# [Your objective]
Lines where the string "current" appears are to be copied from the entries below.

# [Source data]

PR #1183, opened 2026-07-27
feat(net): expose dns_enforce_query end-to-end to close the DNS side-channel

sparkzky:
## Why this change

Today, sandbox DNS queries (UDP/53) are **always forwarded**, regardless of `dns_allow`. `dns_allow` only decides whether a resolved IP is *learned* (so the app can later connect to it). The consequence: **a sandbox can still resolve domains that are not in its allow-list** — it gets the A record back (can confirm a domain exists, or exfiltrate via DNS) even though `deny_out` then blocks the TCP connection to that IP.

That leaves a **DNS resolution side-channel**: non-allow-listed domains remain resolvable/discoverable even in a locked-down sandbox (`allow_internet_access=false`, `deny_out=0.0.0.0/0`).

This PR closes it. When `dns_enforce_query` is enabled, the eBPF datapath (`dns_finish`) **drops** DNS A queries whose domain is absent from `dns_allow` at the TC layer (`TC_ACT_SHOT`) — the query never reaches the upstream resolver, so no answer ever returns. Allow-listed domains still resolve and learn IPs (enforce implies learning, so allow-listed domains keep working). Default is **off** — zero behavior change for existing sandboxes.

## What's in the PR

Wires the (already-implemented in `cubevs`) `DNSEnforceQuery` flag through the full stack so it's user-configurable — previously it lived only in the `cubevs` package with no proto/SDK passthrough.

- **proto**: `optional bool dns_enforce_query = 5` added to `CubeNetworkConfig` (cubebox + network_agent); `.pb.go` regenerated with the repo's pinned toolchain (protoc-gen-go v1.36.11 / protoc-gen-go-grpc v1.6.1 / protoc 28.3).
- **CubeMaster**: threaded through `types.CubeNetworkConfig`, `mapCubeNetworkConfig`, and the cubebox template-merge path (`mergeCubeNetworkConfigs` + `CubeNetworkConfig.DeepCopy` — both hand-written copy funcs that silently dropped the new field until the E2E caught it).
- **Cubelet**: threaded through `networkagentclient` types, `plugin_tap` map/clone, and the gRPC/proto mapper.
- **network-agent**: `cubeVSTapRegistration` reads `cfg.DnsEnforceQuery`.
- **CubeAPI (Rust)**: added to `SandboxNetworkConfig` (incoming) + `CubeNetworkConfig` (outgoing) + `build_cube_network_config`.
- **SDK (Python)**: `dns_enforce_query` in the `network` param.

> Note: `CubeMaster/api/.../cubebox.pb.go` also picks up a pre-existing drift (`plugin_volume` exists in the proto but the committed pb.go was stale). Regeneration brings it back in sync — incidental, not a behavior change.

## Verified end-to-end

Tested on a live one-click cluster (all components built from this branch, deployed, exercised, then reverted to original):

| DNS A query | `dns_enforce_query=true` | default (off) |
|---|---|---|
| allow-listed domain | resolves ✓ | resolves ✓ |
| non-allow-listed domain | **timeout — dropped at BPF** ✓ | resolves (side-channel open) |

BPF map confirms `dns_policy_flags=3` / `dns_enforce_query=true` when enabled. The field was traced through every hop live (CubeAPI→CubeMaster→Cubelet→network-agent→BPF). Plus per-hop unit tests cover each conversion (proto round-trip, CubeMaster decode+map+merge+deepcopy, Cubelet map/clone/proto, network-agent proto→struct→MVMOptions), including the jsoniter live-decode path.

## Design note: could replace the current policy entirely

This ships `dns_enforce_query` as an **opt-in** flag to preserve backward compatibility. If the maintainers prefer, it can instead **become the default backend policy** — i.e. drop the separate knob and simply make "drop DNS A queries for non-allow-listed domains" the default behavior for any sandbox that has a `dns_allow` list. The datapath change is identical; only the policy decision in `netpolicy.go` (`buildNetPolicyPlan`) would flip — turn the enforce bit on whenever `dns_allow` is non-empty, instead of gating on the new flag. Happy to refactor to enforce-by-default if that matches the project's threat model better than opt-in.

---


chenhengqi:
I am afraid this breaks the E2B semantics. And real world DNS usage is quite complicated. A simple command like `apt update` involves different kinds of DNS resolutions. We can't simply block it.

chenhengqi:
Do you have any real world security concerns against the current implementation?

sparkzky:
Thanks @chenhengqi — fair pushback, and the DNS-complexity point in particular made me go measure it rather than hand-wave. Addressing each:

## On "real world security concerns with the current implementation"

Two concrete ones, both specific to the **locked-down** model (`allow_internet_access=false`, `deny_out=0.0.0.0/0`) — which is the only place this feature is meant to be used:

1. **DNS data exfiltration.** A compromised sandbox can encode outbound data in subdomain queries — e.g. `<base64-secret>.attacker.example`. The *query itself* carries the data out to the resolver (which forwards to public DNS), where the attacker's authoritative nameserver observes it. `deny_out` blocking the response doesn't help — the query already left the sandbox. It's the one egress channel that survives "default-deny IP."
2. **Domain-existence probing / recon.** The sandbox can distinguish NXDOMAIN vs a real A record for arbitrary names — mapping internal/external name presence even though it can't connect.

Both are narrow, but they're exactly the residue left once IP egress is locked down.

## On "breaks E2B semantics"

It's opt-in and **default off** — no change to the default network model or to any existing sandbox. It's an extra knob for the strict-security case, not a change to what E2B-compatible sandboxes do by default.

## On "we can't simply block it — apt update, different kinds of DNS resolutions"

This was my biggest worry too, so I measured the two things that could go wrong.

**1) No functional loss for non-allow domains.** Today a non-allow domain resolves, but its IP is never learned into `allow_out`, so `deny_out` already blocks the connection — the sandbox can't *use* it. Enforce just moves the failure from TCP-connect to DNS-resolve; net reachability is the same (zero). For apt specifically: if its mirror domains aren't allow-listed, apt **already fails today** (can't connect to the resolved IP); enforce doesn't make it worse — it fails at DNS instead of TCP.

**2) CNAME chains don't cause breakage in practice.**
- **Recursive resolver chases CNAME server-side.** Querying 119.29.29.29 (DNSpod) for a set of CNAME'd domains, every one returns `CNAME + final A` in a single response — `www.baidu.com→www.a.shifen.com`, `docs.python.org→dualstack.python.map.fastly.net`, `www.tencent.com→…eo.dnse5.com`, `download.jetbrains.com→…cloudfront.net`, `files.pythonhosted.org→…fastly.net`. Zero "bare CNAME" responses that would force a client follow-up.
- **The sandbox makes no CNAME-target follow-up queries.** I tcpdump'd the sandbox's actual DNS traffic while it resolved CNAME'd allow-listed domains: it sends A/AAAA queries **only** for the allow-listed names themselves — zero queries for the CNAME targets. glibc takes the recursive resolver's full answer directly.

Since enforce drops only A queries whose name is **not** in `dns_allow`, and the sandbox never queries a CNAME target directly, enforce can't drop anything relevant to an allow-listed (even CNAME'd) domain. So "different kinds of DNS resolutions" doesn't translate into breakage here.

## Two honest caveats (happy to document / fix)

- **A-only.** The filter sits in the A-query pipeline; AAAA/SRV/MX aren't filtered. So allow-listed domains' IPv6 resolution is unaffected (good), but non-allow domains' AAAA isn't dropped either — the measure is partial. Adding AAAA is a small follow-up if we want it airtight.
- **Resolver-dependent.** The CNAME safety relies on the recursive resolver chasing server-side, which standard resolvers (DNSpod, 8.8.8.8, …) do. Worth a one-line doc note ("use a standard recursive resolver").

## On the design direction

I shipped it as opt-in to be safe, but if the project's threat model is "locked-down sandboxes should have no DNS side-channel by default," I can flip it to **enforce-by-default whenever a sandbox has a `dns_allow` list** (one-line change in `buildNetPolicyPlan`) instead of a separate flag — the datapath is identical. Happy to go either way; just want to align on how strict the default should be.

chenhengqi:
@sparkzky I personally don't think this is a good design. I also have doubt in your `DNS data exfiltration` example.(A compromised sandbox can't change its DNS server, no?)

The simplest way to support this feature is allow adding domain names (`*` for deny all) to `deny_out`.

Issue #929, opened 2026-07-12
[Bug Report] create 成功但数据面异步激活且无就绪信号:存在慢激活(数秒~数十秒)与永不激活两种故障态


ENCHIGO:
> 环境:v0.5.1-rc5 全套 + network-agent rc11(commit 27153ec)源码构建;裸机 Ubuntu,内核 5.15,CUBE_PVM_ENABLE=0(宿主 /dev/kvm + vmlinux-bm);单节点 host-direct;消费端 e2b Python SDK 2.21.0。

**现象**:POST /sandboxes 返回成功、控制面全绿(EnsureNetwork RPC 4ms 内到达
network-agent、TAP 从池出队、路由已发布 redis、envd 经快照恢复 49-102ms 存活),
但 proxy→沙箱的 TCP SYN 无应答。实测存在三态:
- 快激活(<1s,多数);
- **慢激活**(数秒~数十秒:同一沙箱连续探测 `HTTP 000 → 200`,间隔仅数秒);
- **终生暗**(永不激活,偏发于空闲间隔后的孤立 create 与 network-agent 重启后数分钟)。

**复现**:任意模板 create 后立刻对暴露端口做 HTTP 探测,统计首响应延迟分布;
长空闲后首建/agent 重启后 5 分钟内建,可稳定观察到慢激活与终生暗。

**期望**:①create 响应或 sandbox 状态中提供数据面 ready 语义(字段/事件/可轮询状态);
②文档明确"create 返回后数据面异步激活"的事实与建议等待策略。

**影响**:所有消费端被迫自建"创建后探活+销毁重建"守卫;单次探活会把慢激活误判为
终生暗导致误杀(我们已为此实现重试退避)。

---
如需完整时间戳日志/探测脚本/远程复现,我们可以提供。

zyl1121:
Thanks for reporting this.

There are a few details that would help us understand the issue better. The current description seems a bit unclear.

You mentioned that `envd` can be restored from snapshot within `49-102ms`, which indicates that the snapshot restore path itself has completed successfully, and the data plane path for the sandbox (e.g. the `49983` endpoint for `envd`) should be working.

However, you also mentioned:

> proxy → sandbox TCP SYN gets no response

Could you please clarify what exactly this TCP SYN refers to?

* Which IP:PORT is the SYN sent to?
* Where was the packet captured (on the proxy side, inside the sandbox, or elsewhere)?
* Is this accessing a custom service port in the sandbox?

[...]

PR #1186, opened 2026-07-27
docs(templates): document the sandbox readiness contract for the probed port

ENCHIGO:
Refs #929

## Problem

`docs/guide/tutorials/template-from-image.md` explains that the probe decides when a **template** is ready, but nothing in the docs states what that implies for **sandboxes** created from it. A consumer that finds a port unreachable right after `create` cannot tell whether that is a bug or expected asynchronous behaviour, so every consumer ends up building a defensive probe-with-retry layer — and cannot safely remove it, because an observation is not a guarantee.

## Change

Adds a short **Sandbox readiness** subsection next to the probe documentation (English + `docs/zh` mirror), stating the contract exactly as @chenhengqi described it in https://github.com/TencentCloud/CubeSandbox/issues/929#issuecomment-5087160653:

> Only the probed port is guaranteed to be ready. This is done by a health check on template creation.
> [...] This holds true for all sandboxes as long as the sandbox is running and the service listening to the port is healthy.

So the section says: the probed port is served immediately by a running sandbox (fresh create, and equally after resume / auto-resume), clients need no extra wait after `create` returns, and it spells out the two limits — exposed-but-unprobed ports are not covered, and the guarantee is about platform-side reachability, not a service that crashes inside the sandbox.

No behaviour change; documentation only. Happy to reword anything that does not match the intended contract — the wording is my reading of the answer above, and you are the source of truth here.


chenhengqi (approved):

ENCHIGO:
@chenhengqi Thanks for the approval. Could someone with write access merge this when convenient?

Flagging it only because of the ordering: #929 was closed as completed a few seconds after the approval, but the wording it was closed on lives in this PR, so until this merges the readiness contract is still undocumented — which is the one thing that issue asked for. The branch is up to date with `master` and the checks are green.

Happy to rebase or reword anything first if that helps.

chenhengqi:
@fslongjin @tinklone Please take a look.

fslongjin (approved):

ENCHIGO:
@fslongjin Thanks for the review — that is two approvals now (@chenhengqi on 2026-08-04, yours today), `mergeable_state: clean`, docs-only diff. Could one of you merge it when you have a moment?

The reason I keep nudging is the ordering: #929 was closed as *completed* seconds after the first approval, and the wording it was closed on lives only in this PR. Until it merges, the readiness contract that issue asked for is still undocumented — `grep -r "Sandbox readiness" docs/` on master returns nothing. Thirteen days of a closed-but-undelivered issue is the only thing I am trying to fix here.

Happy to rebase if the base has moved in a way that matters, or to reword anything before merge.

PR #1193, opened 2026-07-28
virtio-blk: drain inflight IO and flush at pause

lisongqian:
Pause only parked the epoll loop, leaving inflight IO unaccounted
for. Under pause -> snapshot -> SIGKILL -> restore this can yield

# [Written solution]
## Design note: could replace the current policy entirely
Do you have any real world security concerns against the current implementation?
## On "real world security concerns with the current implementation"
There are a few details that would help us understand the issue better. The current description seems a bit unclear.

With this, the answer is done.